Chef Steve McHugh of Cured in San Antonio was inspired by a trip to the Yucatán before he ever stepped foot in Mexico. After receiving an invitation to join Chef Hugo Ortega to cook for the Lonestar Chef Series in the Riviera Maya, McHugh hit the books.

“I did a lot of studying because I didn’t want to just do food from Cured. I wanted to make it local,” he says. “I came across a recipe for chile-pineapple lechón and it stuck in my brain. I thought, ‘How can we play around with this process and ingredients and add Cured’s style?’” Answer: pineapple-chile pork rillettes.

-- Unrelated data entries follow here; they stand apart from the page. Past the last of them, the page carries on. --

PR #356, opened 2020-02-19
RecastIDs were wrong for higher Curing Waltz Tiers.

### LINKED ISSUE #353: Curing waltzes on DNC apply cool down incorrectly
**_I have:_**

server branch: master

Steps:  Be DNC or /DNC
use any tier Curing Waltz other than the first one.  The cool down will apply to Curing Waltz instead of the correct ability.  The cool down applied appears to be correct, however.  This is exploitable in that it would allow a DNC to spam higher level Curing Waltzes as long as the have the TP.

Expected Behavior:  The cooldown should be applied to the skill used in this case.  For example, If I use Curing Waltz III, that should go on CD, not Curing Waltz.

SirGouki:
**_I affirm:_**


ibm2431 (approved):
Hello, SirGouki! Thank you for contributing to Project Topaz!

Everything looks good. Just wanted to officially welcome you, and say that we look forward to working with you in the future!

PR #357, opened 2020-02-19
Fix various issues with linkshells

cocosolos:
This adds several features to make linkshells match retail behavior. The biggest change is using the 9th byte of a linkshell items extra data to hold the linkshell type, rather than using an offset of the item id as is currently done (this appears to be how retail does it). Also added is the ability to change /lsmes privilege level to LS holder only, pearlsack holders, or everyone. These changes should require no input to existing shells for compatibility. Breaking the linkshell group has also been added. This will kick and break the pearls/sacks of all equipped members, then set the linkshell as broken in the database. Any offline or unequipped members will receive a message when they next try equipping which will then break the item. There has been a !breaklinkshell command added for GMs to break any linkshell group. ***This change DOES require that you add a column to the linkshells table.***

Fire-up the grill. McHugh chars pineapple, habaneros, poblanos, and serranos. “Twice a week, there’s a farmers market right in front of Cured. We’re that restaurant that’ll take anything when farmers don’t sell it. We get a crazy abundance of chiles. [For this preparation], we use twice as many poblanos because they’re milder, and we want chile flavor. Sweetness comes from the habaneros. And the serranos grill well because their water content is low.”

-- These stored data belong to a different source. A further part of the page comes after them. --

PR #2186, opened 2018-05-17
Add "this week" default selection to the Reports Calendar VM

daividssilverio:
Closes #1941

I tested on Android (emulator/ actual device) and on the iOS emulator.
It would be nice to test this on actual iOS device as well.

It works nicely on Android, but the calendar is looking weird on iOS:

PR #2201, opened 2018-05-18
Fix reports calendar day cell masking layer

### LINKED ISSUE #2199: Reports calendar: "this week" first day of default selection highlighted area glitch
This appeared when I was trying the reports calendar after changing Foundation to setup the "first week" default selection.

ref #2186

daividssilverio:
Closes #2199

ref #2186


simonrozsival:
It seems the problem isn't there anymore, but I don't understand how this code fixed it - could you add some more info please?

Go for a joyride in a Vitamix. The charred chiles and fruit are puréed with agave syrup and banana vinegar sourced from Rancho Gordo. “The vinegar, ferment-y and sweet, adds this extra umami quality and roundness to the rillettes, but without actually adding something that’s fermented,” says McHugh.

 
 

Take a fat bath. The pork is confited in its own fat for about three hours at 300ºF. “Food cost on the rillettes is like nothing. We only process whole animals, so we collect trim from hams and scrape bones. But we love the beautiful shoulders for this. About 80 percent of the meat is pork butt. Watch the temperature and time because when pork starts to get crispy, crunchy or dark, it’s impossible to emulsify, and a good rillette is a good emulsification.”

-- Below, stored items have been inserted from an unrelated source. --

PR #2205, opened 2018-05-21
Fix me/location API

### LINKED ISSUE #2204: LocationApiTests.ReturnsNonEmptyLocation includes wrong assertion
The test fails for IP addresses not specific enough to return a city/state. For example, I get:

`{"city":"","state":"","country_name":"Ireland","country_code":"IE"}`

So city and state should be optional.

We can still check that the properties are not null, just to make sure the endpoint continues specifying them, even if empty.

simonrozsival:
Closes #2204 

We only need the information about the country, we don't really care about the city/state.

We also never push the country model to the server, so serialization is now "disabled".

Integration tests: https://www.bitrise.io/build/bb5224d019c2ec37

Squash whenever


simonrozsival:
@amulware 🤔 I think we could remove that in the future and squash this now.

willsb:
I'd leave the country name in for debugging purposes. It's not like we're losing anything by doing so.

amulware:
Go ahead. /shrug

Ya gotta keep 'em separated. Drain the pork confit, reserving meat and fat separately. “You’ve confited the pork right when, after the fat congeals, a layer of pork jus forms underneath.”

Make it smooth. Using a stand mixer, slowly combine one-third of the reserved fat/jus with 3 cups salsa and pork. “Make sure everything is room temperature or it will break. This emulsification uses meat as a binder for fat and jus. If you overcook the pork, it won’t bind and you have a mess, a broken emulsification. You want a meat spread.”

Leave room at the top. Transfer 3 to 4 ounces of cooled rillettes to small jars. Top with a little salsa. Rillettes are a no. 1 best seller for McHugh. He’s programmed the menu so parties of any size can

customize their charcuterie order: three items for $18, six for $26, and nine for $34. Each item rings up individually, so it’s easy to track costs.

In your face. Serve rillettes with, say, garlic sausage, duck ham, 90-day coppa, pickles, mustards, jams, and crackers. “We’re not dabbling in charcuterie. We don’t have a ‘charcuterie program,’ says McHugh. “We’re an in-your-face charcuterie restaurant. We don’t have some refrigerator in the back. It’s all right here on the dining room floor.”